Start of PROVIDED MATERIAL

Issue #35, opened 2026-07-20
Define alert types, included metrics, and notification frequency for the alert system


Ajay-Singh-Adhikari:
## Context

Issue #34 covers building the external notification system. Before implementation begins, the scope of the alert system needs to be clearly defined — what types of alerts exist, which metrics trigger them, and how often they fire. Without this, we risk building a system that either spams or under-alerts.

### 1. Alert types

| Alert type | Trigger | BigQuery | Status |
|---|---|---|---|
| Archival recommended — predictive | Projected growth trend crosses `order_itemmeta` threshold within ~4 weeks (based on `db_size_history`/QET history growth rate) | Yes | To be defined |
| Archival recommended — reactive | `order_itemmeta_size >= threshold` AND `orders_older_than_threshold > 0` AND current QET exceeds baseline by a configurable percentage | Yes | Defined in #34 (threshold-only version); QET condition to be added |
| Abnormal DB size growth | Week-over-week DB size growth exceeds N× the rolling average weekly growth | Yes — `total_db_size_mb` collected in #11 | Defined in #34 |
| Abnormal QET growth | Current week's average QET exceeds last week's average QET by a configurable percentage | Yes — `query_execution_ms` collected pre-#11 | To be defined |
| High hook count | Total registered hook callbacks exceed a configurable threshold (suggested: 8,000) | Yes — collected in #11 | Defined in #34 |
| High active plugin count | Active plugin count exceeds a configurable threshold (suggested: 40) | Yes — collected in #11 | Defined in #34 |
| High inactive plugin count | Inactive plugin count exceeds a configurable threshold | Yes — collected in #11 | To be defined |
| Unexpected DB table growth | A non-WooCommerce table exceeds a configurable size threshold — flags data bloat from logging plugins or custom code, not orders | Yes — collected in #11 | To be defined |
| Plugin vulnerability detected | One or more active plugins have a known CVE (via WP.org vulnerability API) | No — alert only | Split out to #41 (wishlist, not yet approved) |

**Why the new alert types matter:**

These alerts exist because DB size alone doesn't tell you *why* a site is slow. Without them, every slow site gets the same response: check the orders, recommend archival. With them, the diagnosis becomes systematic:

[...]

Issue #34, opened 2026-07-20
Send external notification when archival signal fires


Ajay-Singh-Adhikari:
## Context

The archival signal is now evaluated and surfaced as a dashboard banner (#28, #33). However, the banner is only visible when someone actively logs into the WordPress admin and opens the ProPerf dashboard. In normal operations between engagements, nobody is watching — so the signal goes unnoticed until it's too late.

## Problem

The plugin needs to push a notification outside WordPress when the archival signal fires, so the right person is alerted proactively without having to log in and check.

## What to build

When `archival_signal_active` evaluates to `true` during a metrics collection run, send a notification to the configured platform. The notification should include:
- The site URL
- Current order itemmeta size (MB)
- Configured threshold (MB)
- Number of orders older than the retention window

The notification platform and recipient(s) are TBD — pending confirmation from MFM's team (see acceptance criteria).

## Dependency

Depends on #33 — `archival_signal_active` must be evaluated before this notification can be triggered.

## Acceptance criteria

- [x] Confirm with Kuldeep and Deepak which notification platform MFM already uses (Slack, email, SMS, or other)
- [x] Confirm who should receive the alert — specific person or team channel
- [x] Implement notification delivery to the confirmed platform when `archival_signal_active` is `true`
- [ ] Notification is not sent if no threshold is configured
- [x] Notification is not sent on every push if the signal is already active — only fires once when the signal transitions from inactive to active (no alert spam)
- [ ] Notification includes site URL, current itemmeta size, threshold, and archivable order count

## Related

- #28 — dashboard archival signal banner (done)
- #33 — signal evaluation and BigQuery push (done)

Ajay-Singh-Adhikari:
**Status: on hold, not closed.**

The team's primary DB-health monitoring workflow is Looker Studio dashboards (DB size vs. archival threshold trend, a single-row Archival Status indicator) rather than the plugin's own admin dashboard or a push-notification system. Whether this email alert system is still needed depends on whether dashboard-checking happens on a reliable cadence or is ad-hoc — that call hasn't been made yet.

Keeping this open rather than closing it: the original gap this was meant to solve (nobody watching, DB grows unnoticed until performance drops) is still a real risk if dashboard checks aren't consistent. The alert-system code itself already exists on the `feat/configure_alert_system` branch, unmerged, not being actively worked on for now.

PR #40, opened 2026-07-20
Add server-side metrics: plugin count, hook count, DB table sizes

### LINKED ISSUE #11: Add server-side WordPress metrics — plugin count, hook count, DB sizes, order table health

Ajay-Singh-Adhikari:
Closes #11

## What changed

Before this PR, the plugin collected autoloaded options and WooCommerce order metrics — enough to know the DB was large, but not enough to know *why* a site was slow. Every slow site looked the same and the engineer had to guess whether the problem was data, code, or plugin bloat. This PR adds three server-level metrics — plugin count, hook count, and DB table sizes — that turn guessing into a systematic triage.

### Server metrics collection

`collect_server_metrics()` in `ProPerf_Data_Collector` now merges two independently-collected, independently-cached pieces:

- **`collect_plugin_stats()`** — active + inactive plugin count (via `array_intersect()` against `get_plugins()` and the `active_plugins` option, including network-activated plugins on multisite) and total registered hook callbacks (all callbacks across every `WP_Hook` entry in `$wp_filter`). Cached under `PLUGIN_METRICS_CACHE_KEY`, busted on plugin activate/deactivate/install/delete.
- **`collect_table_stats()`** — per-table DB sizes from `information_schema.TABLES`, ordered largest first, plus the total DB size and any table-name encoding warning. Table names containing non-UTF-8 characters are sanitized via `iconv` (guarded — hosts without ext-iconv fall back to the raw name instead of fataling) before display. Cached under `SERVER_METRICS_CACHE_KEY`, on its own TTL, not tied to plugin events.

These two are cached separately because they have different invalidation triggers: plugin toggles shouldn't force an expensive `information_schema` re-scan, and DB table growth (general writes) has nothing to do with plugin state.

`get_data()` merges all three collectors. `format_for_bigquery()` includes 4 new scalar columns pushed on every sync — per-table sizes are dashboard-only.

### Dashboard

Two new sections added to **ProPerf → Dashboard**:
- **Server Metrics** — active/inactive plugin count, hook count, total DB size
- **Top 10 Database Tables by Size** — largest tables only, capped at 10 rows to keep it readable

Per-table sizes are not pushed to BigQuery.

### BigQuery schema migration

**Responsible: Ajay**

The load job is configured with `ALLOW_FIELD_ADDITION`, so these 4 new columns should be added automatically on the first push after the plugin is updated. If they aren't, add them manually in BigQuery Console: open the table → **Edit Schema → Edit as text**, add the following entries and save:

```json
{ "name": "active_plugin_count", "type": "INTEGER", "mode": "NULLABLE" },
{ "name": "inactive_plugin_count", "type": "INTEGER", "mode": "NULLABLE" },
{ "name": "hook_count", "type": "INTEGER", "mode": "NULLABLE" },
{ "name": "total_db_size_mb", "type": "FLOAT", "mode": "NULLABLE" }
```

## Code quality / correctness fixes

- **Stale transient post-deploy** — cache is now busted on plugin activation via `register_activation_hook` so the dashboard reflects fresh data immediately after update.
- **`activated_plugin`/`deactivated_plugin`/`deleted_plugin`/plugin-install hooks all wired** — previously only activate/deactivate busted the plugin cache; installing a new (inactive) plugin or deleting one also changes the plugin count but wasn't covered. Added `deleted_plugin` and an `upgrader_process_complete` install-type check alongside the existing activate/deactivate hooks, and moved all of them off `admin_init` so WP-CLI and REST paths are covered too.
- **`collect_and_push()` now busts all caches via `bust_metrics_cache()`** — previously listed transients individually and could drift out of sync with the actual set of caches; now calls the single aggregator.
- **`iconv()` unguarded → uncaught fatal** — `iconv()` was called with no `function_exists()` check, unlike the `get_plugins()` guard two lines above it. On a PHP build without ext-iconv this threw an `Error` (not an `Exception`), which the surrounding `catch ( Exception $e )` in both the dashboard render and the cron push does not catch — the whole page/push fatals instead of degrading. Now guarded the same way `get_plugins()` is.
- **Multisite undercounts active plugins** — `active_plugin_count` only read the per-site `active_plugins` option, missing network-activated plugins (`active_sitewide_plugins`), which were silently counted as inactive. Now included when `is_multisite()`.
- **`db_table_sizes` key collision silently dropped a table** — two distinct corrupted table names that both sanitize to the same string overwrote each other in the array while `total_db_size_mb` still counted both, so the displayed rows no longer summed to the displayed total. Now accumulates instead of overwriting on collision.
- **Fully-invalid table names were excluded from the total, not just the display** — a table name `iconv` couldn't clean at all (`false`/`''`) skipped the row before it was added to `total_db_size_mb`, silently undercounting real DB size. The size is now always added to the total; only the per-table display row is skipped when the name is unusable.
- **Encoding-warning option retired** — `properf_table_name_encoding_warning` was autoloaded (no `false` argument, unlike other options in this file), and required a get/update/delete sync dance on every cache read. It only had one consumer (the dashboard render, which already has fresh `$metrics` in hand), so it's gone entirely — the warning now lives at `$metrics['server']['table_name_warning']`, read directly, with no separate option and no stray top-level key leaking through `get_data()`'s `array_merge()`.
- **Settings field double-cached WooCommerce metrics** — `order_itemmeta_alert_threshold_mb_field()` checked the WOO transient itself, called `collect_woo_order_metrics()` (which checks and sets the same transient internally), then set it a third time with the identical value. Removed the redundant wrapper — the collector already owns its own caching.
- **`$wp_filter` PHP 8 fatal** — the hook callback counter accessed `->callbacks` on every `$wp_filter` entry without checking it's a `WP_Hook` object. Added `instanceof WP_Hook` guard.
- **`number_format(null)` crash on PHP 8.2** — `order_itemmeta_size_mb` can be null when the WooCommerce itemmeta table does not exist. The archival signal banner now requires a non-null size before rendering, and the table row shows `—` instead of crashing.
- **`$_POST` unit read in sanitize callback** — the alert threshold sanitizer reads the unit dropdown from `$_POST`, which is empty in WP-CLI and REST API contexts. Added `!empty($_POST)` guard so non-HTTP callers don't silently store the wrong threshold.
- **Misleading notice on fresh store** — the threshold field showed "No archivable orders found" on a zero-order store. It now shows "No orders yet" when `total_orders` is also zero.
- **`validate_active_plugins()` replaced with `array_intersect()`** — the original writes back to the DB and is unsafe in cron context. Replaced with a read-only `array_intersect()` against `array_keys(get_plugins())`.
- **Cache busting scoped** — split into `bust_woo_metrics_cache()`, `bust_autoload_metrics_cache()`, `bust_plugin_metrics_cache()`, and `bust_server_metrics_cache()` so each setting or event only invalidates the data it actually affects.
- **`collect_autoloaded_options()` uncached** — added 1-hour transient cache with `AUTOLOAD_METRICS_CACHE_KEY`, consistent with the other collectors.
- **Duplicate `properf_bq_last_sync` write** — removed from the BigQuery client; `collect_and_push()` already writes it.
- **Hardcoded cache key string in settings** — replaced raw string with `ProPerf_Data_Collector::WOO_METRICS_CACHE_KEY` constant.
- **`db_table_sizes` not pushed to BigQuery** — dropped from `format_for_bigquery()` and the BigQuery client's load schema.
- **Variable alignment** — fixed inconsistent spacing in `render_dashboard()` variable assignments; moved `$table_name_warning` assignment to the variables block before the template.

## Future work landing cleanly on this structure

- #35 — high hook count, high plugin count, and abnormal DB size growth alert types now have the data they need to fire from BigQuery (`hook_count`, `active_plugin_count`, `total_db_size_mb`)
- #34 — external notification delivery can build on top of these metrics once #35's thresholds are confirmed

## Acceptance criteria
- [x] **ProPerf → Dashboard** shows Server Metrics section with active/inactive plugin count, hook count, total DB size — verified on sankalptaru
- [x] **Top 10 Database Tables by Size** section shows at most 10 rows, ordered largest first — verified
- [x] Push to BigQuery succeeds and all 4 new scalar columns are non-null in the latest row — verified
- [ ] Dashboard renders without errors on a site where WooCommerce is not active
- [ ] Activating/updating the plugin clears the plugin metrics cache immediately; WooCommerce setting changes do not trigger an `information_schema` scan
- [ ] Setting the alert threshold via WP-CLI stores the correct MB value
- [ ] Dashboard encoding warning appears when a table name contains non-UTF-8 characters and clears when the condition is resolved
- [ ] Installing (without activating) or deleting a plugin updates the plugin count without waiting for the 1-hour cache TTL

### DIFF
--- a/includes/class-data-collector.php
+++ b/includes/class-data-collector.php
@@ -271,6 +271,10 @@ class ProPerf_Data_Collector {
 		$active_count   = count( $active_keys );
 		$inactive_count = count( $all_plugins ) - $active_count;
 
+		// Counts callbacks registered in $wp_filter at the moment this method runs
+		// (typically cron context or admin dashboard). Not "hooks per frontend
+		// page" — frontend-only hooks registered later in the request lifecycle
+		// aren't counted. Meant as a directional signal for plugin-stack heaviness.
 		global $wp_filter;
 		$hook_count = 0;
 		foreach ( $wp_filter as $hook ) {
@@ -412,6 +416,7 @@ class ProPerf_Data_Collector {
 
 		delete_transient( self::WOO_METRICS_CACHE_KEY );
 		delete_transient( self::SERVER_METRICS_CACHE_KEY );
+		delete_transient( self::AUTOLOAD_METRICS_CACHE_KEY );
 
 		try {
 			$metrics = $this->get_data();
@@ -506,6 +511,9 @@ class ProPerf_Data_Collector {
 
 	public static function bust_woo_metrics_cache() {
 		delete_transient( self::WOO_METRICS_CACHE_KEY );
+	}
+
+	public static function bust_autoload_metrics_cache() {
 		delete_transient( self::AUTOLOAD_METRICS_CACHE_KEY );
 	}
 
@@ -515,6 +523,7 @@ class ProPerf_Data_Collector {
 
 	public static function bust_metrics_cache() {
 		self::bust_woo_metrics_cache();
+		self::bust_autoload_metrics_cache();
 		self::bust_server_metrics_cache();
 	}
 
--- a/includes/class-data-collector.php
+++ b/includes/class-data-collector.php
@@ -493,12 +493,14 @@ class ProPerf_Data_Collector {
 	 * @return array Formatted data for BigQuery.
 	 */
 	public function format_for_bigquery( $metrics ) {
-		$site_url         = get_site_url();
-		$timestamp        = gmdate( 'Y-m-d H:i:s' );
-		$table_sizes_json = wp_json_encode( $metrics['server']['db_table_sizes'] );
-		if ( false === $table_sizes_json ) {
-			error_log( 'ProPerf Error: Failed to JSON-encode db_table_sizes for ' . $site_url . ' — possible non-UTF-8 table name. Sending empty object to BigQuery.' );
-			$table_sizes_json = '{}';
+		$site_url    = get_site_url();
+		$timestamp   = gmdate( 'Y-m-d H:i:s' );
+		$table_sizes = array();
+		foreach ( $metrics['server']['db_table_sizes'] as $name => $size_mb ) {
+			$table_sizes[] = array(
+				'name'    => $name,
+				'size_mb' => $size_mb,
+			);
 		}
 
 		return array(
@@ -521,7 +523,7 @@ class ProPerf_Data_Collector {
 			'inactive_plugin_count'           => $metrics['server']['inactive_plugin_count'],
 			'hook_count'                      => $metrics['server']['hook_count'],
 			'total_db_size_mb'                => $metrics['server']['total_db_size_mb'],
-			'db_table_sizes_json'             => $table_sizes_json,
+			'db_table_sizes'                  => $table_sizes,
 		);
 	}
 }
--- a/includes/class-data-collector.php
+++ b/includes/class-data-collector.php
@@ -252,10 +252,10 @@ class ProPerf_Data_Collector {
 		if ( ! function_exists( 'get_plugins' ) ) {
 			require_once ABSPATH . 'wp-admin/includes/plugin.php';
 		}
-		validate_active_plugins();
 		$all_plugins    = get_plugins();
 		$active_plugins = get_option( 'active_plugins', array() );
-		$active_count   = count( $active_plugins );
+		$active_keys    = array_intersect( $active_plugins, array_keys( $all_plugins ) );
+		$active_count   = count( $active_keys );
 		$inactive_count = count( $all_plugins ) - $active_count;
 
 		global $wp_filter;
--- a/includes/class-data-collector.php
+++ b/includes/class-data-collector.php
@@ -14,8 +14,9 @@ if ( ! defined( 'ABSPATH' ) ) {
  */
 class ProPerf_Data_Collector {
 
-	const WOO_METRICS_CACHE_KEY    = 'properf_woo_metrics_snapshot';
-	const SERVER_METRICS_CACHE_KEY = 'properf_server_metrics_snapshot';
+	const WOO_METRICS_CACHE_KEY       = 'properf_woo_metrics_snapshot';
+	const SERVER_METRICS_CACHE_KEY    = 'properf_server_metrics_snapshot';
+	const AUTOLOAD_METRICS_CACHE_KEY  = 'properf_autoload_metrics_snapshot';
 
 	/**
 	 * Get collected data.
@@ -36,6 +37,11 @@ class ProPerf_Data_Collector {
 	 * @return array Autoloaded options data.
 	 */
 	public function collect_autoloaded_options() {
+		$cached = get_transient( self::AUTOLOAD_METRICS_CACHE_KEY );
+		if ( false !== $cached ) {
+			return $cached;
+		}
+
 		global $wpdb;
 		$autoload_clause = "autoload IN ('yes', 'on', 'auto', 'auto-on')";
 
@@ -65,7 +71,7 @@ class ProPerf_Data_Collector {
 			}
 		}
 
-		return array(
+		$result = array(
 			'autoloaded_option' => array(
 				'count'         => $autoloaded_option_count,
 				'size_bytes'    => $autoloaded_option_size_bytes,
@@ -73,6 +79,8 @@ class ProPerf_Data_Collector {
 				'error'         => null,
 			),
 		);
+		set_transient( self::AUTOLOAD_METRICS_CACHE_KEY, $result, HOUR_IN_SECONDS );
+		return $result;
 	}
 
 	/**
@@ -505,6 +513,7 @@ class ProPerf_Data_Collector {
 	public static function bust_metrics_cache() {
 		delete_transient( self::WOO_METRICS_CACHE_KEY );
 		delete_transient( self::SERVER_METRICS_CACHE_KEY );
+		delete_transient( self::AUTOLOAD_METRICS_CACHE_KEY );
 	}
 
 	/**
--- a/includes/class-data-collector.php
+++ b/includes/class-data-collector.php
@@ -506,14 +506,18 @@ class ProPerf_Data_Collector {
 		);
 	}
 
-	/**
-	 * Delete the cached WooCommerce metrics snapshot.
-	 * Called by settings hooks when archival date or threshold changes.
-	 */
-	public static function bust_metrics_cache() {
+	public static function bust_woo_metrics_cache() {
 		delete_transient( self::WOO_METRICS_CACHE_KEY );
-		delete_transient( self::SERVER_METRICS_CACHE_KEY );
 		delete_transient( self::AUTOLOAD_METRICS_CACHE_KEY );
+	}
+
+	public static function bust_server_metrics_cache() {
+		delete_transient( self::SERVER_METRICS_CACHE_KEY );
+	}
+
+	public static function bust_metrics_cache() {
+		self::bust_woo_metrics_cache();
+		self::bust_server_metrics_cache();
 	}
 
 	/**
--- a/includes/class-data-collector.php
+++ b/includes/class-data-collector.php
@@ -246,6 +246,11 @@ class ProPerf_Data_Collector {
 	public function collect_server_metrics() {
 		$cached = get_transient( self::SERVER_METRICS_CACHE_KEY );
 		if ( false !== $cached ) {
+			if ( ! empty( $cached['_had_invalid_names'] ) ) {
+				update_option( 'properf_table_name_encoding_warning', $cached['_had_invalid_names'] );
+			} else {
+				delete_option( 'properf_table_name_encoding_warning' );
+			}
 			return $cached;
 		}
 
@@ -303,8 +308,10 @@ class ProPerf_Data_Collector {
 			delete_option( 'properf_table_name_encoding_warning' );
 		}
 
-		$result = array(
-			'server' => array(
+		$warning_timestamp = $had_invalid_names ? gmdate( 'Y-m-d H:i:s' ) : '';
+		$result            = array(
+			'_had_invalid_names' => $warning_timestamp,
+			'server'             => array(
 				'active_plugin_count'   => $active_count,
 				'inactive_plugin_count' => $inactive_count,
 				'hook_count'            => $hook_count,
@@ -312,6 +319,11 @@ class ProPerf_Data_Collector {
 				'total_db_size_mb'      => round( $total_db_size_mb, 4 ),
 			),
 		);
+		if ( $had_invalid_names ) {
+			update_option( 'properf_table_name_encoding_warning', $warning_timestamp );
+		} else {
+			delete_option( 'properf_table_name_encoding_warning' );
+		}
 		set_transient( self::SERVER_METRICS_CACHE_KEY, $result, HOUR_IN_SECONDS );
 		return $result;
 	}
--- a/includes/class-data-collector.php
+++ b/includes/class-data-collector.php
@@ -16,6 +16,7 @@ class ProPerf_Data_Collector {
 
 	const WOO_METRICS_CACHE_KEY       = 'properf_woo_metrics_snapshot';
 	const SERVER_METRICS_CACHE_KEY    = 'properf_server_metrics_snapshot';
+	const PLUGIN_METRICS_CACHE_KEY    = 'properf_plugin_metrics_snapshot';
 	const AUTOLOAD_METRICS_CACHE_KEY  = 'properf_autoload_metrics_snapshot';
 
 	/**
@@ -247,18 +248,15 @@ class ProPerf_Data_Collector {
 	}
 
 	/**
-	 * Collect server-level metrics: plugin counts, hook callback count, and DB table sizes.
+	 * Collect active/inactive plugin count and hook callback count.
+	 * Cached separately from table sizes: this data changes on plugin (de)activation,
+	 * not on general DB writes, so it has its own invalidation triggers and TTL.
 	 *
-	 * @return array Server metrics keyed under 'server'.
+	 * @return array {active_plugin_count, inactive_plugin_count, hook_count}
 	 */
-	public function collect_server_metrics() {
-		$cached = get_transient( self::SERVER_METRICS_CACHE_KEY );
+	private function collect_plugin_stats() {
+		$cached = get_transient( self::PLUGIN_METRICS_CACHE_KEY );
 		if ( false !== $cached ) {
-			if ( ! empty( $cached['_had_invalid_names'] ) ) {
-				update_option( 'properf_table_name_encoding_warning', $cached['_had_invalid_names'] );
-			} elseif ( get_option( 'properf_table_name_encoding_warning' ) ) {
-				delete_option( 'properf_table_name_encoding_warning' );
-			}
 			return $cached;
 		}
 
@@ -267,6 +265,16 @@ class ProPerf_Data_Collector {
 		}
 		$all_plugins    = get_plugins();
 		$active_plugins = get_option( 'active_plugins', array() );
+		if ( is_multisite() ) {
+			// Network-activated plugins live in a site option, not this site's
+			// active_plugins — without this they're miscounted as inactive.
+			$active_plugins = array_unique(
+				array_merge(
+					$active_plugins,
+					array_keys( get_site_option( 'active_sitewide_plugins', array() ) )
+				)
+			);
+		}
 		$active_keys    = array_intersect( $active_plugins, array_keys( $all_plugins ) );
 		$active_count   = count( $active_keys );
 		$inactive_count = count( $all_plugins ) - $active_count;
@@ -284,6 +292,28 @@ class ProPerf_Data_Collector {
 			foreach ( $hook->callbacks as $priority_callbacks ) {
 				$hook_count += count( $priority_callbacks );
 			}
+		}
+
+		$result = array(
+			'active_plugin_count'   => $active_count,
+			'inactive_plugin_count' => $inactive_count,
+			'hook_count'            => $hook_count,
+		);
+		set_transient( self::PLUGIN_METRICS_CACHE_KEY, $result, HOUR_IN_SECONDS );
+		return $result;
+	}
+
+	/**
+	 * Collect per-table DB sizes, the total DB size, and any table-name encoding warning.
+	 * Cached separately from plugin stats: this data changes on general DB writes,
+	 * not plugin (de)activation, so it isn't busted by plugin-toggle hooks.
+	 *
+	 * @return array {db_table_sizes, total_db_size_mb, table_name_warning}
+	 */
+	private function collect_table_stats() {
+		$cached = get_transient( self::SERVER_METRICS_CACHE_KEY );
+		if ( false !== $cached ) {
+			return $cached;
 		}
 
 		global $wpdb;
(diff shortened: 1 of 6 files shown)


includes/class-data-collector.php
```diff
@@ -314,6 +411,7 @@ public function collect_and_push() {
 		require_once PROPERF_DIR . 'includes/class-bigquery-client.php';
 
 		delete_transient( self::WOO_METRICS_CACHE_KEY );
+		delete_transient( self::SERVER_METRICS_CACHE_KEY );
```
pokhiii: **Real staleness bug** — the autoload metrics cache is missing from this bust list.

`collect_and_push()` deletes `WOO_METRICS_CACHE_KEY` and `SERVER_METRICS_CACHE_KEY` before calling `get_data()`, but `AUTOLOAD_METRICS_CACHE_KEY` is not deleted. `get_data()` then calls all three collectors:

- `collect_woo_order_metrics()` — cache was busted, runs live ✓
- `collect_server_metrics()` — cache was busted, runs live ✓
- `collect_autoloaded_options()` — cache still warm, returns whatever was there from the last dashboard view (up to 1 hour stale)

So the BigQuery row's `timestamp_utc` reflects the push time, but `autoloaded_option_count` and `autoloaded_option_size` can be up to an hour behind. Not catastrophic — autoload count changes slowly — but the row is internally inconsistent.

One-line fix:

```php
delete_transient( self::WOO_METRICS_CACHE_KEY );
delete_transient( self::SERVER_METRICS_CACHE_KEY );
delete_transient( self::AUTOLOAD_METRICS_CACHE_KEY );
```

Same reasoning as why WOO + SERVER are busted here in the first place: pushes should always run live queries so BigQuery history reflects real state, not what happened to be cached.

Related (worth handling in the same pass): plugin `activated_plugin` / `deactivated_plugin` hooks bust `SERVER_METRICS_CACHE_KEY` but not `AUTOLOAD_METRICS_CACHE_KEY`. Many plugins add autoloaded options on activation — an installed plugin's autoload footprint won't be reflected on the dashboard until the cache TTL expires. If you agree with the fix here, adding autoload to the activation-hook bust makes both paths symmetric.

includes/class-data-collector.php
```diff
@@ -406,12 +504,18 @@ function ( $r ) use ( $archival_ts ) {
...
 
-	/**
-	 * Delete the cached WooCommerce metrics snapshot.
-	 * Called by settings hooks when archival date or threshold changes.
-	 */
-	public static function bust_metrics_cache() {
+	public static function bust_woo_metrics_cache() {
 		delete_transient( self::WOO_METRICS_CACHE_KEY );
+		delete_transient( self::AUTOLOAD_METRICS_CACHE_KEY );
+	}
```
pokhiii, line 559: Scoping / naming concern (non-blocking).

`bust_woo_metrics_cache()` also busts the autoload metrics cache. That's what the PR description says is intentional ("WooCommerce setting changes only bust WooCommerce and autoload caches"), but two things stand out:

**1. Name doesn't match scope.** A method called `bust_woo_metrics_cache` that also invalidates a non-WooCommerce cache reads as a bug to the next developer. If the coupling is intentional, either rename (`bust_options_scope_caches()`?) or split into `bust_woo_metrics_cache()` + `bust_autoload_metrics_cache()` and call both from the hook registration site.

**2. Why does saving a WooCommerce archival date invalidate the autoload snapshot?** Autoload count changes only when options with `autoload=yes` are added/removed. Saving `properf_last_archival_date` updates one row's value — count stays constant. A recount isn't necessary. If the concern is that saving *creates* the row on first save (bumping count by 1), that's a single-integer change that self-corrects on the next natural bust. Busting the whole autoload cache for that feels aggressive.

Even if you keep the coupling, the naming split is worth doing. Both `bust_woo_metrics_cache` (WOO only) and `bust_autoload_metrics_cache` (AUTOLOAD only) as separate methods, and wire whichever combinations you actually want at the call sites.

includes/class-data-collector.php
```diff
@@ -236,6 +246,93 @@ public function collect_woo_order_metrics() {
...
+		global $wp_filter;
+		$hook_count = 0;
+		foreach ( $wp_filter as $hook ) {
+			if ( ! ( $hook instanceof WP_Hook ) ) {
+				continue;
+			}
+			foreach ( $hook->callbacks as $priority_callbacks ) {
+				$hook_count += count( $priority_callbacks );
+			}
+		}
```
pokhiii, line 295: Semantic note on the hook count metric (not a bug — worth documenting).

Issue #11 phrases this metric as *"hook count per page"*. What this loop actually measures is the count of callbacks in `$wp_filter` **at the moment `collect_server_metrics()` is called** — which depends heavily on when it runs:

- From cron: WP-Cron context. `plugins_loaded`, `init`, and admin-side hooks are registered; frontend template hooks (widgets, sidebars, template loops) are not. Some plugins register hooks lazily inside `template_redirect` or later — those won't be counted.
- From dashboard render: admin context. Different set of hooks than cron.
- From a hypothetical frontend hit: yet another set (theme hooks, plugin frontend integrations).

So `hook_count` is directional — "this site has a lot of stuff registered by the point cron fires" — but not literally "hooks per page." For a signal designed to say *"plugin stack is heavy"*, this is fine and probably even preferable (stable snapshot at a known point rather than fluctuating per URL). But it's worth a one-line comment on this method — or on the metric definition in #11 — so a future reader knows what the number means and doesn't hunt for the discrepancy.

End of PROVIDED MATERIAL

Take the lines from the first line of the listing to the line containing "size growth |". Please print them exactly, ends included, with nothing else.

* [REPLY]:
Issue #35, opened 2026-07-20
Define alert types, included metrics, and notification frequency for the alert system


Ajay-Singh-Adhikari:
## Context

Issue #34 covers building the external notification system. Before implementation begins, the scope of the alert system needs to be clearly defined — what types of alerts exist, which metrics trigger them, and how often they fire. Without this, we risk building a system that either spams or under-alerts.

### 1. Alert types

| Alert type | Trigger | BigQuery | Status |
|---|---|---|---|
| Archival recommended — predictive | Projected growth trend crosses `order_itemmeta` threshold within ~4 weeks (based on `db_size_history`/QET history growth rate) | Yes | To be defined |
| Archival recommended — reactive | `order_itemmeta_size >= threshold` AND `orders_older_than_threshold > 0` AND current QET exceeds baseline by a configurable percentage | Yes | Defined in #34 (threshold-only version); QET condition to be added |
| Abnormal DB size growth | Week-over-week DB size growth exceeds N× the rolling average weekly growth | Yes — `total_db_size_mb` collected in #11 | Defined in #34 |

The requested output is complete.